(Exercise details):
Please repeat every line below exactly, from the first to the last.

(Data for processing):
====================

PR #1587, opened 2021-11-19
Fix #[help] generating help options var name

JohnTheCoolingFan:
`#[help]` macro generated name for static var help options that is not in upper snake case. For example, with function name `my_help` it would generate `MY_HELP__OPTIONS`.


arqunis (approved):

arqunis:
Thanks!

Issue #1540, opened 2021-10-10
Remove redundant guild ID parameter from several EventHandler methods


kangalio:
The Member parameter of guild_member_addition already contains the guild ID, so the guild ID parameter on guild_member_addition is redundant.

Similarly, the VoiceState parameter of voice_state_update already contains the guild ID, so the guild ID parameter on voice_state_update is redundant.

vicky5124:
Same issue with `guild_role_create`, `guild_role_update` and `guild_stickers_update`, where guild_id is available on `Role` and `Sticker`

PR #1607, opened 2021-12-04
Streamline `EventHandler` by removing redundant `guild_id` parameters

nickelc:
This removes the `guild_id` parameter from `guild_role_create/update`,
`guild_member_addition` and `voice_state_update` which is already provided
by the `Member`, `Role` and `VoiceState` parameters.

In addition to that the `guild_id` field is moved from the
`PresenceUpdateEvent` struct to the `Presence` struct and `Presence` is
passed directly to `EventHandler::presence_update`.

Closes: #1540

https://github.com/serenity-rs/serenity/issues/1540#issuecomment-939504866 mentions `guild_stickers_update` as another candidate but i think that's impractical because the data passed is a hashmap and isn't as accessible as a single entity.

### DIFF
--- a/examples/e11_gateway_intents/src/main.rs
+++ b/examples/e11_gateway_intents/src/main.rs
@@ -3,7 +3,10 @@ use std::env;
 use serenity::{
     async_trait,
     client::bridge::gateway::GatewayIntents,
-    model::{channel::Message, event::PresenceUpdateEvent, gateway::Ready},
+    model::{
+        channel::Message,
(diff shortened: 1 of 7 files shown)


arqunis (approved):

arqunis:
Code is fine, but before I merge this, could you fix the example code for `CreateEmbed::timestamp`? The breaking change to the `guild_member_addition` handler has caused it to fail.

image

nickelc:
I fixed the doc example

PR #1612, opened 2021-12-07
Deserialize the `GuildMembersChunkEvent` struct manually

nickelc:
Instead of using `JsonMap` to inject the `GuildId` to the member data
before deserializing the member list, a serde `Visitor` is implemented to
deserialize event and the `Member`s with the help of an iterim struct.

The correct `GuildId` is assigned afterwards.

### DIFF
--- a/src/model/guild/member.rs
+++ b/src/model/guild/member.rs
@@ -60,6 +60,46 @@ pub struct Member {
     pub avatar: Option<String>,
 }
 
+/// Helper for deserialization without a `GuildId` but then later updated to the correct `GuildId`.
+///
+/// The only difference to `Member` is `#[serde(default)]` on `guild_id`.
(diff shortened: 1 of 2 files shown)


src/model/guild/member.rs
```diff
@@ -60,6 +60,46 @@ pub struct Member {
     pub avatar: Option<String>,
 }
 
+/// Helper for deserialization without a `GuildId` but then later updated to the correct `GuildId`.
+///
+/// The only difference to `Member` is `#[serde(default)]` on `guild_id`.
+#[derive(Deserialize)]
+pub(crate) struct MemberHelper {
```
nickelc: I'm open to suggestions for a better name.

arqunis (approved):

PR #1613, opened 2021-12-07
Expose more json fields for simd

vicky5124:
Exposes the Error typo of both simd-json and serde-json, this is needed for songbird to properly support simd-json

====================

(The completed task):
PR #1587, opened 2021-11-19
Fix #[help] generating help options var name

JohnTheCoolingFan:
`#[help]` macro generated name for static var help options that is not in upper snake case. For example, with function name `my_help` it would generate `MY_HELP__OPTIONS`.


arqunis (approved):

arqunis:
Thanks!

Issue #1540, opened 2021-10-10
Remove redundant guild ID parameter from several EventHandler methods


kangalio:
The Member parameter of guild_member_addition already contains the guild ID, so the guild ID parameter on guild_member_addition is redundant.

Similarly, the VoiceState parameter of voice_state_update already contains the guild ID, so the guild ID parameter on voice_state_update is redundant.

vicky5124:
Same issue with `guild_role_create`, `guild_role_update` and `guild_stickers_update`, where guild_id is available on `Role` and `Sticker`

PR #1607, opened 2021-12-04
Streamline `EventHandler` by removing redundant `guild_id` parameters

nickelc:
This removes the `guild_id` parameter from `guild_role_create/update`,
`guild_member_addition` and `voice_state_update` which is already provided
by the `Member`, `Role` and `VoiceState` parameters.

In addition to that the `guild_id` field is moved from the
`PresenceUpdateEvent` struct to the `Presence` struct and `Presence` is
passed directly to `EventHandler::presence_update`.

Closes: #1540

https://github.com/serenity-rs/serenity/issues/1540#issuecomment-939504866 mentions `guild_stickers_update` as another candidate but i think that's impractical because the data passed is a hashmap and isn't as accessible as a single entity.

### DIFF
--- a/examples/e11_gateway_intents/src/main.rs
+++ b/examples/e11_gateway_intents/src/main.rs
@@ -3,7 +3,10 @@ use std::env;
 use serenity::{
     async_trait,
     client::bridge::gateway::GatewayIntents,
-    model::{channel::Message, event::PresenceUpdateEvent, gateway::Ready},
+    model::{
+        channel::Message,
(diff shortened: 1 of 7 files shown)


arqunis (approved):

arqunis:
Code is fine, but before I merge this, could you fix the example code for `CreateEmbed::timestamp`? The breaking change to the `guild_member_addition` handler has caused it to fail.

image

nickelc:
I fixed the doc example

PR #1612, opened 2021-12-07
Deserialize the `GuildMembersChunkEvent` struct manually

nickelc:
Instead of using `JsonMap` to inject the `GuildId` to the member data
before deserializing the member list, a serde `Visitor` is implemented to
deserialize event and the `Member`s with the help of an iterim struct.

The correct `GuildId` is assigned afterwards.

### DIFF
--- a/src/model/guild/member.rs
+++ b/src/model/guild/member.rs
@@ -60,6 +60,46 @@ pub struct Member {
     pub avatar: Option<String>,
 }
 
+/// Helper for deserialization without a `GuildId` but then later updated to the correct `GuildId`.
+///
+/// The only difference to `Member` is `#[serde(default)]` on `guild_id`.
(diff shortened: 1 of 2 files shown)


src/model/guild/member.rs
```diff
@@ -60,6 +60,46 @@ pub struct Member {
     pub avatar: Option<String>,
 }
 
+/// Helper for deserialization without a `GuildId` but then later updated to the correct `GuildId`.
+///
+/// The only difference to `Member` is `#[serde(default)]` on `guild_id`.
+#[derive(Deserialize)]
+pub(crate) struct MemberHelper {
```
nickelc: I'm open to suggestions for a better name.

arqunis (approved):

PR #1613, opened 2021-12-07
Expose more json fields for simd

vicky5124:
Exposes the Error typo of both simd-json and serde-json, this is needed for songbird to properly support simd-json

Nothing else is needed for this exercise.